* [Problem details] The expected answer is every line of the material that contains the word "ExeName".

* [Supplied records]
══════════════════════════════

PR #9896, opened 2023-07-08
set toolbar icon size when starting FreeCAD GUI from Python

bdieterm:

---

When starting the FreeCAD GUI from a Python Interpreter (via `FreeCADGui.showMainWindow()`), some steps are missing in the function `setupMainWindow` compared to a normal start of FreeCAD. One of these missing steps is that the toolbar icon size is not set according to the user settings.
The added lines are copied from file src/Gui/Application.cpp and only slightly modified.

Ideas for further modifications are described in my topic in the FreeCAD forum:
https://forum.freecad.org/viewtopic.php?t=79283

### DIFF
--- a/src/Main/FreeCADGuiPy.cpp
+++ b/src/Main/FreeCADGuiPy.cpp
@@ -305,6 +305,12 @@ QWidget* setupMainWindow()
             mw->setWindowTitle(QString::fromLatin1(App::Application::Config()["ExeName"].c_str()));
         }
 
+        // set toolbar icon size
+        ParameterGrp::handle hGrp = Gui::WindowParameter::getDefaultParameter()->GetGroup("General");
+        int size = hGrp->GetInt("ToolbarIconSize", 0);
+        if (size >= 16) // must not be lower than this
+            mw->setIconSize(QSize(size,size));
+
         if (!SoDB::isInitialized()) {
             // init the Inventor subsystem
             SoDB::init();


src/Main/FreeCADGuiPy.cpp
```diff
@@ -305,6 +305,12 @@ QWidget* setupMainWindow()
             mw->setWindowTitle(QString::fromLatin1(App::Application::Config()["ExeName"].c_str()));
         }
 
+        // set toolbar icon size
+        ParameterGrp::handle hGrp = Gui::WindowParameter::getDefaultParameter()->GetGroup("General");
+        int size = hGrp->GetInt("ToolbarIconSize", 0);
+        if (size >= 16) // must not be lower than this
```
benj5378, line 311: And what happens if not?

bdieterm: Hi @benj5378,
I guess you are referring to the comment in the last line: "must not be lower than this".
Good question -- I also asked this myself. As I wrote in my third sentence, the code is just copied from another place in this repo. So let's have a look at this original code with exactly this comment.
Traversing the blame layers in this FreeCAD repository does not bring us back to the author because the history stops suddenly. But there is an older archive, and there we find it:
`https://github.com/berndhahnebach/All_FreeCAD/commit/8077736ad6eb4b17d034ac9474ea58bc68bcadb1`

══════════════════════════════

* [Task result]
             mw->setWindowTitle(QString::fromLatin1(App::Application::Config()["ExeName"].c_str()));
             mw->setWindowTitle(QString::fromLatin1(App::Application::Config()["ExeName"].c_str()));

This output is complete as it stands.